CM . . . . Volume XVIII Number 27 . . . . March 16, 2012
A Troublesome Boy.
Toronto, ON: Groundwood Books/House of Anansi Press, 2012.
225 pp., trade pbk., hardcover & e-book, $9.95 (pbk.), $16.95 (hc)., $9.95 (e-book).
ISBN 978-1-55498-155-7 (pbk), ISBN 978-1-55498-154-0 (hc.), ISBN 978-1-55498-201-1.
Grades 8-12 / Ages 13-17.
Review by Rob Bittner.
Reviewed from Advance Reading Copy.
I was almost fourteen and a half and already I was a failure. Capital A. Capital F. Don’t take my word for it. Take the word of pasty-faced, pudgy-fingered, owl-eyed Gordon Little, head of guidance at Avery Bay Collegiate and Vocational Institute.
Words, actually, lots of them. Written in his old-lady fountain-pen handwriting on his pansy blue stationery and stapled to my report card so there’d be a telltale hole in the card if I ripped off the note and tossed it into the garbage where it obviously belonged.
“Teddy is A Troublesome Boy. He is Disrespectful of his Teachers and Dismissive of his Classmates. He has A Major Problem with Persons in A Position of Authority. He is constantly challenging his Teachers and belittling the opinions of his Peers. Although he is undoubtedly An Intelligent Boy, he is A Failure when it comes to applying himself to his studies. As you can see, he has failed every course in Grade 9, with the exception of Art. We here at A.B.C.V.I are at A Loss. Perhaps you are considering Another Course of Action. Please Advise.”
Teddy is A Troublesome Boy, at least according to his teachers and his mother’s new boyfriend. When the boyfriend decides to send Teddy to St. Ignatius, a Catholic boarding school, there is nothing Teddy can do to change his situation. From his first moments in the school, which smells of “heavy-duty industrial cleaner” and looks “exactly like a prison,” Teddy realizes he is in a whole other world than he was previously used to. Within moments, he finds himself locked in a time-out room—nicknamed The Dungeon by the other boys—where he must sit alone, in the dark, for however long the Fathers decide. It does not take long before Teddy to begin planning his escape. His disappearance is delayed, however, after he meets and befriends another boy, Timothy Cooper.

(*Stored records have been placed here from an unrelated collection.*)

PR #87353, opened 2024-01-19
Implement maximum undo steps in UndoRedo

### LINKED ISSUE #3575: Reimplement maximum undo steps in UndoRedo

A 3D painting application.

While adding undo/redo support to mesh painting, I realized it would be useful to be able to limit the undo actions to save on memory/disc space, as there are a lot of textures to be saved per brush stroke. This is currently not possible in Godot's native UndoRedo class.

Readd the `get_max_steps` / `set_max_steps` methods removed in godotengine/godot#15460. Steps that are older than `max_steps` would be freed from memory, and couldn't be reached by calling `undo()`.

```gdscript
var ur := UndoRedo()
ur.max_steps = 1

ur.create_action()
ur.add_do_property(self, "trade", Trade.new("apples", "eggs"))
ur.commit()

# Could undo the last action.

ur.create_action()
ur.add_do_property(self, "trade", Trade.new("bananas", "apples"))
ur.commit()

# The first action isn't available anymore and the trade is freed from memory.
```

It can be worked around with the native UndoRedo, but then you could also just reimplement it completely.

It's common undo functionality, so it can be added in core.

OverloadedOrama:
Implements https://github.com/godotengine/godot-proposals/issues/3575 and brings back the removed code from #15494, with added documentation.

For the future, I think adding a limit for the maximum memory usage as suggested in https://github.com/godotengine/godot-proposals/issues/3575#issuecomment-974671845 is still worth it, if max steps and maximum memory can even work together, but I don't know how to implement that.

Tested with [Pixelorama](https://github.com/Orama-Interactive/Pixelorama), it seems to be working as intended.

_Production edit: Closes https://github.com/godotengine/godot-proposals/issues/3575_

### DIFF
--- a/core/object/undo_redo.cpp
+++ b/core/object/undo_redo.cpp
@@ -316,6 +316,14 @@ void UndoRedo::commit_action(bool p_execute) {
 	_redo(p_execute); // perform action
 	committing--;
 
+	if (max_steps > 0) {
+		// Clear early steps.
+
+		while (actions.size() > max_steps) {
+			_pop_history_tail();
+		}
+	}
+
 	if (add_message && callback && actions.size() > 0) {
 		callback(callback_ud, actions[actions.size() - 1].name);
 	}
@@ -473,6 +481,14 @@ uint64_t UndoRedo::get_version() const {
 	return version;
 }
 
+void UndoRedo::set_max_steps(int p_max_steps) {
+	max_steps = p_max_steps;
+}
+
+int UndoRedo::get_max_steps() const {
+	return max_steps;
+}
+
 void UndoRedo::set_commit_notify_callback(CommitNotifyCallback p_callback, void *p_ud) {
 	callback = p_callback;
 	callback_ud = p_ud;
@@ -517,8 +533,12 @@ void UndoRedo::_bind_methods() {
 	ClassDB::bind_method(D_METHOD("has_undo"), &UndoRedo::has_undo);
 	ClassDB::bind_method(D_METHOD("has_redo"), &UndoRedo::has_redo);
 	ClassDB::bind_method(D_METHOD("get_version"), &UndoRedo::get_version);
+	ClassDB::bind_method(D_METHOD("set_max_steps", "max_steps"), &UndoRedo::set_max_steps);
+	ClassDB::bind_method(D_METHOD("get_max_steps"), &UndoRedo::get_max_steps);
 	ClassDB::bind_method(D_METHOD("redo"), &UndoRedo::redo);
 	ClassDB::bind_method(D_METHOD("undo"), &UndoRedo::undo);
+
+	ADD_PROPERTY(PropertyInfo(Variant::INT, "max_steps", PROPERTY_HINT_RANGE, "0,50,1,or_greater"), "set_max_steps", "get_max_steps");
 
 	ADD_SIGNAL(MethodInfo("version_changed"));
 
--- a/doc/classes/UndoRedo.xml
+++ b/doc/classes/UndoRedo.xml
@@ -255,6 +255,11 @@
 			</description>
 		</method>
 	</methods>
+	<members>
+		<member name="max_steps" type="int" setter="set_max_steps" getter="get_max_steps" default="0">
+			The maximum number of steps that can be stored in the undo/redo history. If the number of stored steps exceeds this limit, older steps are removed from history and can no longer be reached by calling [method undo]. A value of [code]0[/code] or lower means no limit.
+		</member>
+	</members>
 	<signals>
 		<signal name="version_changed">
 			<description>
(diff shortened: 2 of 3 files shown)


core/object/undo_redo.cpp
```diff
@@ -316,6 +316,14 @@ void UndoRedo::commit_action(bool p_execute) {
 	_redo(p_execute); // perform action
 	committing--;
 
+	if (max_steps > 0 && actions.size() > max_steps) {
+		// Clear early steps
```
akien-mga, line 320:
```suggestion
		// Clear early steps.
```

core/object/undo_redo.cpp
```diff
@@ -517,6 +533,9 @@ void UndoRedo::_bind_methods() {
 	ClassDB::bind_method(D_METHOD("has_undo"), &UndoRedo::has_undo);
 	ClassDB::bind_method(D_METHOD("has_redo"), &UndoRedo::has_redo);
 	ClassDB::bind_method(D_METHOD("get_version"), &UndoRedo::get_version);
+	ClassDB::bind_method(D_METHOD("set_max_steps", "max_steps"), &UndoRedo::set_max_steps);
+	ClassDB::bind_method(D_METHOD("get_max_steps"), &UndoRedo::get_max_steps);
+	ADD_PROPERTY(PropertyInfo(Variant::INT, "max_steps"), "set_max_steps", "get_max_steps");
```
AThousandShips, line 538: Should be moved down between methods and signals

Mickeon: I'd say around 50 is a pretty sensible limit. By putting "or_greater" users can go above it, anyway.

AThousandShips: Agreed, the limit is just to scale the property editor when relevant

core/object/undo_redo.cpp
```diff
@@ -316,6 +316,14 @@ void UndoRedo::commit_action(bool p_execute) {
 	_redo(p_execute); // perform action
 	committing--;
 
+	if (max_steps > 0 && actions.size() > max_steps) {
```
KoBeWi, line 319:
```suggestion
	if (max_steps > 0) {
```
The second check is already handled by `while`.

core/object/undo_redo.cpp
```diff
@@ -517,8 +533,11 @@ void UndoRedo::_bind_methods() {
 	ClassDB::bind_method(D_METHOD("has_undo"), &UndoRedo::has_undo);
 	ClassDB::bind_method(D_METHOD("has_redo"), &UndoRedo::has_redo);
 	ClassDB::bind_method(D_METHOD("get_version"), &UndoRedo::get_version);
+	ClassDB::bind_method(D_METHOD("set_max_steps", "max_steps"), &UndoRedo::set_max_steps);
+	ClassDB::bind_method(D_METHOD("get_max_steps"), &UndoRedo::get_max_steps);
 	ClassDB::bind_method(D_METHOD("redo"), &UndoRedo::redo);
 	ClassDB::bind_method(D_METHOD("undo"), &UndoRedo::undo);
+	ADD_PROPERTY(PropertyInfo(Variant::INT, "max_steps", PROPERTY_HINT_RANGE, "0,50,1,or_greater"), "set_max_steps", "get_max_steps");
```
AThousandShips, line 540:
```suggestion

	ADD_PROPERTY(PropertyInfo(Variant::INT, "max_steps", PROPERTY_HINT_RANGE, "0,50,1,or_greater"), "set_max_steps", "get_max_steps");
```

KoBeWi:
The history is trimmed too late. When you commit an action that goes over maximum step count, the previous action will be only removed after this one finishes committing, so the actual step count is over the limit. If you e.g. use `get_history_count()` inside a redo operation, it will return a wrong value.

KoBeWi (approved):

doc/classes/UndoRedo.xml
```diff
@@ -255,6 +255,11 @@
 			</description>
 		</method>
 	</methods>
+	<members>
+		<member name="max_steps" type="int" setter="set_max_steps" getter="get_max_steps" default="0">
+			The maximum value of steps that can be stored in the undo/redo history. Steps older than this value are being freed from memory and can't be reached by calling [method undo]. A value of [code]0[/code] or lower means no limit.
```
YuriSizov, line 260:
```suggestion
			The maximum number of steps that can be stored in the undo/redo history. If the number of stored steps exceeds this limit, older steps are removed from history and can no longer be reached by calling [method undo]. A value of [code]0[/code] or lower means no limit.
```

YuriSizov (approved):
Docs needs some adjustments, but looks good otherwise.

YuriSizov:
Thanks!

PR #87358, opened 2024-01-19
[iOS] Update linker flags for Xcode 15.2.

bruvzg:
Xcode 15.2 fixed the linker bug, so `ld_classic` is necessary only for older versions of Xcode 15.


akien-mga (approved):

akien-mga:
Thanks!

akien-mga:
Cherry-picked for 4.2.2.

akien-mga:
Cherry-picked for 4.1.4.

Teddy begins to notice the abusive and disturbing side of the Fathers soon after his arrival, noting how many boys end up having to relieve themselves in The Dungeons when the Fathers forget to let them out, or how one boy ended up in the hospital when his face was smashed into a wall during class for talking back. The worst, though, is Father Prince. Teddy notices that most nights after the boys have started to fall asleep in their dorms, Father Prince comes in and calls on Cooper to come with him. Soon after, Teddy notices how Timothy Cooper’s attitude is changing and how often Cooper sits by himself, scribbling intently in the margins of a book of Wordsworth poems.
The abusive and disturbing nature of the 1959 Catholic boarding school is vivid and dark, told brilliantly through 14-year-old eyes. Teddy’s experiences trying to navigate the unpredictable maze of discipline and abuse is eye-opening but also told with wit and humour that helps to alleviate what would otherwise be a truly dark and troubling tale. Another character who brings some much needed compassion and friendliness into the world of the novel is Rozey, a noted “simple” man who is in charge of maintenance and repair around St. Iggy’s campus. Teddy and Timothy befriend Rozey and eventually begin to spend time with him on the weekends, playing games, going fishing, and having holiday meals. Rozey could easily have become a stock character, but Vasey does a marvelous job giving him great depth and a compelling back story.
By far the darkest and saddest character is Timothy, a boy without a father, and without a mother who cares for him, left in foster care and eventually sent to St. Iggy’s where he is drawn into the web of Father Prince. His character is complex, showing both a sensitive side that desires love and acceptance, and a hidden side that just wants to be left alone, wants to slink away into the shadows and stay concealed from the lecherous glances of Father Prince.
Perhaps the most unsettling aspect of the novel is the role of Father Prince as both concerned Father—at least in show—and libidinous villain. When he stands in the locker room watching the boys shower, not even trying to hide his lusty glares, I wanted to knock him down, but had to sit by helplessly and see what he would do. As a reader, this is one of the rare moments that I love and hate. Vasey has created characters that I want to see brought to justice, but they are also so well-formed that I want, at times, to pull my eyes from the page to avoid reading about the heinousness of their actions.
A Troublesome Boy is full of tension, humour, disturbing characters as well as sympathetic ones, a commentary on Catholic schools and the abuse that pupils endured in the 1950s, and a beautifully constructed narrative voice. Vasey’s book is troubling, but with a feeling of hope at the end which leaves its readers unsettled but not entirely discouraged.
Rob Bittner is a graduate of the MA in Children’s literature program at The University of British Columbia in Vancouver, BC.